> **THE TASK**
The word to look for is "getTransactionReceipt". Report every line of the entries below that has it.

Start of RECORDS FOR THIS EXERCISE

Issue #1260, opened 2022-11-23
Nightfall-node requested changes


imagobea:
- [ ] Make sure that we're happy with eth addresss + keys management
- [ ] Make sure that we're happy with gas estimations
- [ ] Refactor repeated code around tx
- [ ] Clean the logs
- [ ] New tests round

PR #1198, opened 2022-11-07
feat: nightfall node dev branch

imagobea:
## What does this implement/fix? Explain your changes.

With this PR, the Proposer app is no longer needed. The optimist itself can perform this role by calling the `proposer/register` endpoint once the optimist is online. 

**Important changes in this PR**

- Protects almost all optimist routes with an API Key (#1199, #1255)
- Handles proposer related transactions autonomously, using `PROPOSER_KEY` to sign transactions (#1200, #1225)
- Adds Swagger js docs to Optimist API (#1213)
- Updates `nf3`
- Refactors tests: note that one `optimist-sync` test was discontinued, but will be restored when tackling challenger

_Note that this PR is only the beginning towards getting rid of `nf3 Proposer` functions. Not all tests were updated to discontinue this practice. Similarly, proposer app was kept for now to facilitate launching proposer in ping-pong test._

## Does this close any currently open issues?

See related Epic on ZenHub

## What commands can I run to test the change? 

```bash
# Note the params and update as appropriate
curl -k -X POST -H "X-APP-TOKEN: 0ce4fee0-c765-43d6-973c-d404bfdde2e9" -d "url=[optimist-url]&stake=999999999&fee=10" http://localhost:8081/proposer/register
```

For further details, please refer to each PR.

## Any other comments?

n/a

PR #1262, opened 2022-11-24
refactor: nightfall-node requested changes

imagobea:

Refactor from transaction creation to submission:

- Call a function to create tx (includes gas estimation), using mutex

- Submit transaction and add the resulting promise to a queue (endpoint will return the `tx hash`, which is available right after signing)

- Actions that need to happen after the transaction has settled, will only take place if the tx was successful

#1260 

Like the other `nightfall-node` PRs, you can rely on curl to make calls to the optimist, or run the tests. Note that now routes are protected with an API key (instead of the sha256 derived from the proposer key).

## Any other comments?

Inspired by #1093


nightfall-optimist/src/services/transaction-sign-send.mjs
```diff
@@ -0,0 +1,46 @@
+import { web3 } from '@polygon-nightfall/common-files/utils/contract.mjs';
+import { estimateGas, estimateGasPrice } from '@polygon-nightfall/common-files/utils/gas.mjs';
+import logger from '@polygon-nightfall/common-files/utils/logger.mjs';
+import app from '../app.mjs';
```
imagobea, line 4: Had to try this anyways :joy:

cli/lib/nf3.mjs
```diff
@@ -1066,6 +1066,7 @@ class Nf3 {
       fee,
     });
     logger.debug(`Proposer /update response ${res}`);
+    return res?.data;
```
imagobea, line 1069: :memo:

Have updated tests with call to `/register`, so that these "await" for the register tx to be mined (event `NewCurrentProposer` can only be guaranteed in an env with 1 proposer).

Does `nf3` need to be updated? Tests using `nf3.registerProposer` seem to be passing anyway.
Keep an eye.

test/utils.mjs
```diff
@@ -522,3 +522,9 @@ export const emptyL2 = async ({ nf3User, web3, logs }) => {
   }
   await new Promise(resolve => setTimeout(resolve, 6000));
 };
+
+export async function isTransactionMined(txHash, web3) {
```
israelboudoux, line 526: The name of this function is a bit confusing because it gives the impression that a boolean value is gonna be returned. Maybe changing it to `waitTransactionToBeMined` or something similar will match with the function's goal.

test/utils.mjs
```diff
@@ -522,3 +522,9 @@ export const emptyL2 = async ({ nf3User, web3, logs }) => {
...
+  const receipt = await web3.eth.getTransactionReceipt(txHash);
+  if (receipt !== null) return;
+  await isTransactionMined(txHash, web3);
```
israelboudoux, line 529: This function is recursive, but there isn't a limit for retrying, maybe one could add a timeout, even if it is a small one, just to avoid too many recursive calls and consequently prevent the heap from being out of memory.

nightfall-optimist/src/services/transaction-sign-send.mjs
```diff
@@ -0,0 +1,84 @@
...
+
+export async function getAddressNonce(ethAddress) {
+  let nonce;
+  try {
+    nonce = await web3.eth.getTransactionCount(ethAddress);
+  } catch (err) {
+    logger.error({
+      msg: 'Error obtaining address nonce',
+      err,
+    });
```
israelboudoux, line 29: If an error happens, the `nonce` will be `null`. At this point, you could throw the error you captured.

nightfall-optimist/src/services/transaction-sign-send.mjs
```diff
@@ -0,0 +1,84 @@
...
+
+const { GAS, GAS_MULTIPLIER, GAS_ESTIMATE_ENDPOINT, GAS_PRICE, GAS_PRICE_MULTIPLIER } = config;
+
+const nonceMutex = new Mutex();
+
+const isListening = async () => {
+  try {
+    await web3.eth.net.isListening();
+  } catch (error) {
+    throw new Error('Web3 ws is disconnected, try again later');
```
israelboudoux, line 17: We could get the message from the `error` variable and pass in the exception.

nightfall-optimist/src/services/block-assembler.mjs
```diff
@@ -168,25 +169,51 @@ export async function conditionalMakeBlock(proposer) {
...
+        );
+
+        // Submit tx and update db if tx is successful
+        // CHECK - db ops
+        txsQueue.push(async () => {
+          try {
+            const receipt = await sendSignedTransaction(signedTx);
+            logger.debug({ msg: 'Block proposed', receipt });
+
+            await removeTransactionsFromMemPool(block.transactionHashes);
```
israelboudoux, line 198: Maybe we could make use of `Promise.all([])` taking the these three calls inside it. e.g. 
```
await Promise.all([
  removeTransactionsFromMemPool(block.transactionHashes),
  removeCommitmentsFromMemPool(transactions.map(t => t.commitments.filter(c => c !== ZERO)).flat(Infinity)),
  removeNullifiersFromMemPool(transactions.map(t => t.nullifiers.filter(c => c !== ZERO)).flat(Infinity)),
]);
```
The code would be a bit cleaner and the behaviour it is the same.

nightfall-optimist/src/app.mjs
```diff
@@ -17,18 +16,21 @@ import {
...
 
 const app = express();
 
 const ethPrivateKey = environment.PROPOSER_KEY;
 const { address } = web3.eth.accounts.privateKeyToAccount(ethPrivateKey);
+const nonce = await getAddressNonce(address);
 
 app.set('ethPrivateKey', ethPrivateKey);
 app.set('ethAddress', address);
+app.set('nonce', nonce);
```
israelboudoux, line 31: Sorry, I didn't get the idea around this constant `nonce`.

nightfall-optimist/src/routes/proposer.mjs
```diff
@@ -91,20 +95,35 @@ router.post('/register', auth, async (req, res, next) => {
...
+        ethPrivateKey,
+        ethAddress,
+        proposersContractAddress,
+        txDataToSign,
+        stake,
+      );
+
+      // Submit tx and update db if tx is successful
+      // CHECK - I think the code beyond L132 can be removed (?) then db op could be moved here
+      txsQueue.push(async () => {
```
israelboudoux, line 116: This piece of code is repeated many times, changing only the log message sometimes and the calls inside. Maybe we can think in something to reuse it and make it less verbose. ;)

israelboudoux (changes requested):
LGTM, there are just a few things to check.

common-files/utils/gas.mjs
```diff
@@ -0,0 +1,69 @@
...
+ *
+ * The underlying RPC `eth_estimateGas` will check the balance of the sender,
+ * this means that even though the call doesn't consume any gas,
+ * the `from` address must have enough gas to execute the tx
+ *
+ * @async
+ * @function estimateGas
+ * @param {object} tx A tx object
+ * @param {Web3} web3
+ * @param {number} gasDefault Has default
```
velkoskis, line 17: @param {number} gasDefault default gas price

nightfall-optimist/src/app.mjs
velkoskis: I think that it is needed to create a signed transaction for making a block if the current proposer is the actual running proposer.

nightfall-optimist/src/services/transaction-sign-send.mjs
```diff
@@ -0,0 +1,84 @@
...
+  // Check if web3 ws is available
+  await isListening();
+
+  logger.debug({ msg: 'Create transaction object...' });
+
+  let signedTx;
+  await nonceMutex.runExclusive(async () => {
+    // Update nonce if necessary
+    const _nonce = await getAddressNonce(from);
+    if (nonce < _nonce) {
```
velkoskis, line 45: why is this needed?

velkoskis (approved):
Good job on the implementation. LGTM

test/utils.mjs
imagobea: True. Somehow I thought that given the recursive nature, the name might be okay. But I agree that using `wait` is better. Thank you.

test/utils.mjs
imagobea: Agree. But not entirely sure about what to do.
When mentioning `setTimeOut`, do you mean inside the recursion? ie

```
// await getTransactionReceipt
// if condition for exiting
// else setTimeOut(waitTransactionToBeMined, 3000)
```

A counter might be possible too. Please let me know :pray:

nightfall-optimist/src/services/transaction-sign-send.mjs
imagobea: Tbh I think this implementation is a bit off, I'll take another look :pray:

nightfall-optimist/src/app.mjs
imagobea: I guess @velkoskis that is what I was trying to do, but since I am not refreshing the value stored in the state of the app, this doesn't make much sense. Thank @israelboudoux , I will re-think this one (alongside nonce error-handling above).
Thanks again both

nightfall-optimist/src/routes/proposer.mjs
imagobea: :eyes: That is true, but I would appreciate if I could do this in another PR :pray:

nightfall-optimist/src/services/transaction-sign-send.mjs
daveroga: I think this is to synchronize the nonce if another transaction has been sent before processing this transaction. If not then a revert will be thrown because the account has a higher nonce.

test/utils.mjs
daveroga: When I say a timeout I refer to a timeout from the perspective of the caller of the function `waitTransactionToBeMined` in in the case of the loop function it would be a counter.

nightfall-optimist/src/routes/proposer.mjs
israelboudoux: Sure! :D

nightfall-optimist/src/services/transaction-sign-send.mjs
velkoskis: @daveroga isn't that what nonceMutex.runExclusive() is taking care of?

test/utils.mjs
imagobea: Okay: removed recursion, added timer and counter.

nightfall-optimist/src/services/transaction-sign-send.mjs
imagobea: FYI `isListening` can return a boolean but also fail for many reasons
For the happy path, I am now returning the result from calling the web3 method, then I only proceed with the transaction if the result is "truthy"
If there's an error, the exception will be raised re-using the error message as per your suggestion

imagobea:
This is it sirs, thank you for your comments @velkoskis @daveroga @israelboudoux (and apologies again, like I said the page went "stale" and I was replying to some comments while missing others).
Have requested a re-review from Isra, but feel free to comment or ask further questions.
Thanks again :pray:

nightfall-optimist/src/routes/proposer.mjs
```diff
@@ -134,7 +156,13 @@ router.post('/register', auth, async (req, res, next) => {
         }
       }
     }
-    res.json({ receipt });
+
+    if (signedTx) {
```
israelboudoux, line 160: This `if` is not needed. If `signedTx` is `null`, then something wrong happened, right?

nightfall-optimist/src/services/block-assembler.mjs
```diff
@@ -221,13 +251,14 @@ export async function conditionalMakeBlock(proposer) {
...
         // blocks with them
-        await removeTransactionsFromMemPool(block.transactionHashes);
-        await removeCommitmentsFromMemPool(
-          transactions.map(t => t.commitments.filter(c => c !== ZERO)).flat(Infinity),
-        );
-        await removeNullifiersFromMemPool(
-          transactions.map(t => t.nullifiers.filter(c => c !== ZERO)).flat(Infinity),
-        );
+
+        // await removeTransactionsFromMemPool(block.transactionHashes);
```
israelboudoux, line 255: Pls, remove these code commented out.

nightfall-optimist/src/services/transaction-sign-send.mjs
```diff
@@ -0,0 +1,85 @@
...
+    const isListening = await web3.eth.net.isListening();
+    return isListening;
+  } catch (error) {
+    throw new Error(error.message);
+  }
+};
+
+export async function getAddressNonce(ethAddress) {
+  try {
+    const nonce = await web3.eth.getTransactionCount(ethAddress);
```
israelboudoux, line 24: You can return directly.

nightfall-optimist/src/services/transaction-sign-send.mjs
```diff
@@ -0,0 +1,85 @@
...
+import logger from '@polygon-nightfall/common-files/utils/logger.mjs';
+import { Mutex } from 'async-mutex';
+
+const { GAS, GAS_MULTIPLIER, GAS_ESTIMATE_ENDPOINT, GAS_PRICE, GAS_PRICE_MULTIPLIER } = config;
+
+const nonceMutex = new Mutex();
+
+const isWeb3Listening = async () => {
+  try {
+    const isListening = await web3.eth.net.isListening();
```
israelboudoux, line 15: You can return directly.

nightfall-optimist/src/services/transaction-sign-send.mjs
```diff
@@ -0,0 +1,85 @@
...
+  } catch (error) {
+    throw new Error(error.message);
+  }
+}
+
+// TODO document
+export async function createSignedTransaction(nonce, ethPrivateKey, from, to, data, value = 0) {
+  // Check if web3 ws is available
+  const result = await isWeb3Listening();
+  if (result) {
```
israelboudoux, line 35: I'd invert this `if` so that we return the negative asap since it is just a piece of code, while the code inside the `if` statement is pretty big. e.g. 
`if(! result) {
    throw new Error('Web3 ws not listening, try again later');
}
... // the rest...

nightfall-optimist/src/app.mjs
imagobea: We finally agreed to skip all nonce tracking for now and monitor behaviour

nightfall-optimist/src/routes/proposer.mjs
imagobea: Addressed in these commits [d8c542f](https://github.com/EYBlockchain/nightfall_3/pull/1262/commits/d8c542f8a22ab5163b9921975cfb2eb1203646f5), [5fb74e3](https://github.com/EYBlockchain/nightfall_3/pull/1262/commits/5fb74e347080f688f49bb85abe3e9f9c953d3d9e) (I cleaned up all nonce stuff as discussed)

nightfall-optimist/src/services/block-assembler.mjs
imagobea: Will address in #1198

nightfall-optimist/src/services/transaction-sign-send.mjs
imagobea: Of course

nightfall-optimist/src/services/transaction-sign-send.mjs
imagobea: Like we said it is not actually possible to return straight from an `asyn` call within a `try/catch` block (see https://jakearchibald.com/2017/await-vs-return-vs-return-await/).

In any case - like you pointed out - both methods `isWeb3Listening` and `getAddressNonce` were used locally and I've ended up removing both.

Thanks

nightfall-optimist/src/services/transaction-sign-send.mjs
imagobea: Removed, see comment re `isWeb3Listening`

nightfall-optimist/src/services/transaction-sign-send.mjs
israelboudoux: Amazing, thank you!

israelboudoux (approved):
LGTM

PR #1264, opened 2022-11-24
Chait/optimist fixes

ChaitanyaKonda:
`checkAlreadyInBlock` inside `transactionSubmittedEventHandler` is not be relevant because checking for duplicate transaction hashes is an incomplete check. Duplicacy check is done by commitments and nullifiers which is handled inside `checkTransaction` already. Also, this function caters to remine logic before the code transitioned to waiting for certain number of confirmation blocks before assuming the event is final to be processed.. Also error thrown from `checkAlreadyInBlock` would create a challenge incorrectly because it does not hold the necessary arguments required by `services/challenges.mjs`.  On a different note, if optimist receives a transaction as part of an L2 block that it was not aware of, then optimist  does not save `l2BlockNumber` whilst saving this transaction to it’s database. As a result, when `rollbackEventHandler` is called during a rollback of an L2 block, if an incorrect transaction, for example duplicate nullifier/commitment is being deleted, it risks deleting the original correct transaction too.
An even more important implication of this, when `removeTransactionsFromMemPool` which removes transactions from mempool is called inside `blockProposedEventHandler` for transactions in an L2 block, it does not work correctly because this function updates transactions by querying based on `blockNumberL2` too which in this case is unset. 

Fixes the issues
https://github.com/EYBlockchain/nightfall_3_private/issues/236
https://github.com/EYBlockchain/nightfall_3_private/issues/234

github actions

### DIFF
--- a/nightfall-optimist/src/event-handlers/transaction-submitted.mjs
+++ b/nightfall-optimist/src/event-handlers/transaction-submitted.mjs
@@ -2,11 +2,7 @@
  * Module to handle new Transactions being posted
  */
 import logger from '@polygon-nightfall/common-files/utils/logger.mjs';
-import {
-  saveTransaction,
-  getBlockByTransactionHash,
-  getTransactionByTransactionHash,
-} from '../services/database.mjs';
+import { saveTransaction } from '../services/database.mjs';
 import checkTransaction from '../services/transaction-checker.mjs';
 import TransactionError from '../classes/transaction-error.mjs';
 import { getTransactionSubmittedCalldata } from '../services/process-calldata.mjs';
--- a/nightfall-optimist/src/event-handlers/transaction-submitted.mjs
+++ b/nightfall-optimist/src/event-handlers/transaction-submitted.mjs
@@ -11,7 +11,7 @@ import { getTransactionSubmittedCalldata } from '../services/process-calldata.mj
  * This handler runs whenever a new transaction is submitted to the blockchain
  */
 async function transactionSubmittedEventHandler(eventParams) {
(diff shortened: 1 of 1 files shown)


ChaitanyaKonda:
Please close the relevant issues in the other repo when merged

nightfall-optimist/src/event-handlers/transaction-submitted.mjs
```diff
@@ -2,52 +2,16 @@
...
-
-  return transaction; // but it's otherwise ok
-}
-
 /**
  * This handler runs whenever a new transaction is submitted to the blockchain
  */
 async function transactionSubmittedEventHandler(eventParams) {
-  const { offchain = false, fromBlockProposer, ...data } = eventParams;
+  const { offchain = false, fromBlockProposer, blockNumberL2 = -1, ...data } = eventParams;
```
RogerTaule, line 14: Just a minor thing: shouldn't we initialize `fromBlockProposer = false` ? When `transactionSubmittedEventHandler` is called in `proposer.mjs`, this variable is not specified, so that the condtions holds because the parameter is `undefined`, but I think it will be more "correct" if we initialize it to `false`

RogerTaule (changes requested):

nightfall-optimist/src/event-handlers/transaction-submitted.mjs
ChaitanyaKonda: This variable wasn't introduced in this PR but the suggestion is still valid.
Pushed this change

RogerTaule (approved):

LijuJoseJJ (approved):

PR #1265, opened 2022-11-25
New adversary

RogerTaule:
This PR modifies the adversary paradigm. It is now composed of two services: `lazy-optimist` and `bad-client`
- The `lazy-optimist` is an optimist that doesn't check the transaction's validity when received, so that it can create blocks with invalid transactions. It can also create blocks with invalid properties such as an invalid leaf count. This is done by modifying the raw proposeBlock transaction, so that it doesn't mess with the database information. In order to create a bad block, one can call `/block/make-now/:badBlockType?` and specify one of the following types: `IncorrectTreeRoot`, `IncorrectLeafCount`, `IncorrectFrontierHash`, `DuplicateTransaction`.
- The `bad-client` is a client that has the ability to create bad transactions. If nothing is specified, it will create valid ones. In order to create a bad transaction, one simply needs to pass an extra parameter to the action he wants to perform (deposit, transfer...) called `transactionType`. It can have 4 different values:
1. `DuplicateNullifier` - It uses commitments that has been previously nullified to create the transaction. Does not apply to deposits. It will fail if there's no previous transactions.
2. `IncorrectInput` - It randomly modifies a transaction value after the proof has been created.
3. `IncorrectProof` - It modifies the proof to be a fake one (currently disabled)
4. `IncorrectHistoricRootNumber` - It modifies the historic root numbers before creating the proof (so that the proof contained in the transaction is valid)

Both services has been created by transpiling the original services and adding some minor modifications using regex. Very minor changes has been done to the client code to make the transpilation and changes easier.  Additionally, nf3 is also transpiled and slightly modified to support calls to the bad client.

This PR also introduces a few fixes:
- `verify` function in the `Verifier.sol` contract now checks if the verification key length is at least 33. Without that check, if the verification key length is smaller the verification function was reverting with panic code.
- If `circuitHash` is invalid (meaning there's no verification key stored in the smart contract, the `TransactionError` is thrown prior to even calling verify from snarkjs (because it would throw an unexpected error)
- Code for creating challenges for for duplicate nullifiers and commitments that are in the same block is fixed.
- [NEW] Client subscribes to Challenges Smart Contract so that it actually listens and performs the proper rollbacks
- [NEW] Rollback with duplicate commitments and nullifiers inside the same block is handled correctly. All duplicates needs to be removed, not just two.


daveroga (commented):
Good job @imagobea! Only few comments to think about.

test/utils.mjs
```diff
@@ -221,6 +221,15 @@ export class Web3Client {
       if (timeout === 0) throw new Error('Timeout in waitForEvent');
     }
 
+    if (expectedEvents[0] === 'blockProposed') {
```
daveroga, line 224: I would rewrite `waitForEvent` instead of doing this explicitly for `blockProposed` insde. Instead of always looking at eventLogs[0], I'd search in all the array for the event and do the push or shift operations based on the specific `expectedEvents` passed.

daveroga (changes requested):

test/utils.mjs
daveroga: Also in the `start-nightfall` the `nightfall_3_mongodb-adversary-db` volume should be removed if present. If it's not removed then the test only works the first time.

daveroga (approved):

test/adversary.test.mjs
```diff
@@ -198,132 +218,276 @@ describe('Testing with an adversary', () => {
...
-    it('Test incorrect public input transfer commitment', async () => {
-      console.log('Testing incorrect public input transfer commitment...');
-      await nf3AdversarialProposer.makeBlockNow('IncorrectPublicInputTransferCommitment');
-      console.log('Waiting for rollback...');
-      await waitForRollback();
-      console.log('Rollback incorrect public input transfer commitment completed');
-      expect(challengeSelector).to.be.equal(challengeSelectors.challengeProofVerification);
-    });
+    describe('Withdraw rollbacks', async () => {
+      it.skip('Test duplicate transaction withdraw', async () => {
```
israelboudoux, line 375: This one is being skipped, is that correct?

test/adversary.test.mjs
```diff
@@ -198,132 +218,276 @@ describe('Testing with an adversary', () => {
...
+      });
 
-    it('Test incorrect historic root', async () => {
-      console.log('Testing incorrect root...');
-      await nf3AdversarialProposer.makeBlockNow('IncorrectHistoricRoot');
-      console.log('Waiting for rollback...');
-      await waitForRollback();
-      console.log('Rollback incorrect historic root completed');
-      expect(challengeSelector).to.be.equal(challengeSelectors.challengeHistoricRoot);
+      it.skip('Test incorrect proof withdraw', async () => {
```
israelboudoux, line 440: This test is being skipped, is that correct?

israelboudoux (approved):
LGTM

druiz0992 (approved):

PR #1271, opened 2022-11-29
fix: bumping circom version to 2.1.2

RogerTaule:
Updates circom circuits from version 2.1.0 to 2.1.2, which fixes a bug in the witness generator (although it doesn't impact our project because we are using wasm files to generate the witness)


IlyasRidhuan (approved):

siosw (approved):
LGTM

PR #117, opened 2023-06-20
Zenodo web scraping: smarter headers

Theodlz:
This is an attempt to get around the 'outdated browser' issue some users encountered. Ideally, this needs to be tried by someone with that issue before merging.

PS: Wait before merging even if confirmed that this works. I'm changing the model download method to not partially write to file.


mcoughlin (approved):
LGTM!

PR #119, opened 2023-06-22
WIP - Refresh Zenodo models list

Theodlz:


bfhealy:
@Theodlz One note as I'm testing the code - while the filter-specific models for tensorflow end with ".h5", the core files still end with ".pkl". This is raising some errors when trying to download from Zenodo.

Theodlz:
Ah I didnt know that. Let me fix it.

Theodlz:
@bfhealy what about now? I reverted some changes to make it a little easier.

bfhealy:
Thanks @Theodlz - there's one more error that I think has to do with this line:
https://github.com/nuclear-multimessenger-astronomy/nmma/blob/4d0ef5473e76df8d3204dd2bfaad705062ee14aa/nmma/em/model.py#L245

The resulting error mentions a filter I had not specified in my call to `light_curve_analysis`. I think updating this line (and the other like it) to
```
for filt in filters:
```
will fix the problem and allow the analysis to run.

Theodlz:
> Thanks @Theodlz - there's one more error that I think has to do with this line:
> 
> https://github.com/nuclear-multimessenger-astronomy/nmma/blob/4d0ef5473e76df8d3204dd2bfaad705062ee14aa/nmma/em/model.py#L245
> 
> The resulting error mentions a filter I had not specified in my call to `light_curve_analysis`. I think updating this line (and the other like it) to
> 
> ```
> for filt in filters:
> ```
> 
> will fix the problem and allow the analysis to run.

Ah yes, I had updated some of those in my first PR, might have missed a few. Let me change that now so you can try again.

Theodlz:
Done @bfhealy

bfhealy:
@Theodlz Nice, `light_curve_analysis` is running for me!

mcoughlin (approved):
Thanks for making this happen Theo.

PR #120, opened 2023-06-23
created .gitattributes for end of line definition

### LINKED ISSUE #118: End of Line
Do we use LF or CRLF for nmma? I know Unix traditionally uses LF and Windows uses CRLF, but I'm not sure what's the standard for MacOS, since most people working on the project use MacOS

tylerbarna:
Resolves #118 

created a .gitattributes file and definitions for most common file formats in the repository. This file will associate a specific line ending with all file types included in .gitattributes and default to the lf eol if not specified. This will increase compatibility between operating systems when making commits.

This changes a handful of files that were previously used CRLF line endings


tylerbarna:
The only significant file type I didn't define in the .gitattributes was the .prior file extension in case that might cause issues. However, they seem to already have lf line endings.

mcoughlin (approved):
LGTM

PR #124, opened 2023-06-23
Avoid training error for new models by specifying filters

### LINKED ISSUE #123: Error when training new model because it is not yet on Zenodo
When training a new model that is not yet on Zenodo, training finishes and the model is saved locally. But before making the final plot, the `nmma.utils.models.get_model` function is called and states that it will try local files. It then returns an empty list: https://github.com/nuclear-multimessenger-astronomy/nmma/blob/668dd0bb800a0c25ee1cb07c29c5d4c638ff947b/nmma/utils/models.py#L176 raising the following error, even though the model is saved locally:
```
Bu2019lm_tf not on Zenodo, trying local files
Traceback (most recent call last):
  File "/Users/bhealy/miniforge3/envs/nmma_env/bin/create_svdmodel", line 33, in <module>
    sys.exit(load_entry_point('nmma==0.0.8', 'console_scripts', 'create_svdmodel')())
  File "/Users/bhealy/nmma/nmma/em/create_svdmodel.py", line 223, in main
    light_curve_model = SVDLightCurveModel(
  File "/Users/bhealy/nmma/nmma/em/model.py", line 244, in __init__
    _, model_filters = get_model(
ValueError: not enough values to unpack (expected 2, got 0)
```

bfhealy:
This PR allows filter specification in `create_svdmodel` to avoid a downstream call to `get_model` that raises an error if the model is not on Zenodo (which will often be the case if training a new model). Resolves #123.

### DIFF
--- a/nmma/em/create_svdmodel.py
+++ b/nmma/em/create_svdmodel.py
@@ -227,6 +227,7 @@ def main():
         mag_ncoeff=args.svd_ncoeff,
         interpolation_type=args.interpolation_type,
         model_parameters=training_model.model_parameters,
+        filters=filts,
     )
     if args.plot:
         # we can plot an example where we compare the model performance
--- a/nmma/em/model.py
+++ b/nmma/em/model.py
@@ -181,10 +181,10 @@ class SVDLightCurveModel(object):
             self.svd_path = svd_path
 
         if self.interpolation_type == "sklearn_gp":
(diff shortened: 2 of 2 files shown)


mcoughlin:
@bfhealy I added something similar called local_only which I set to True in create_svdmodel. Hopefully this is now resolved.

End of RECORDS FOR THIS EXERCISE

> **YOUR RESPONSE**
+  const receipt = await web3.eth.getTransactionReceipt(txHash);
// await getTransactionReceipt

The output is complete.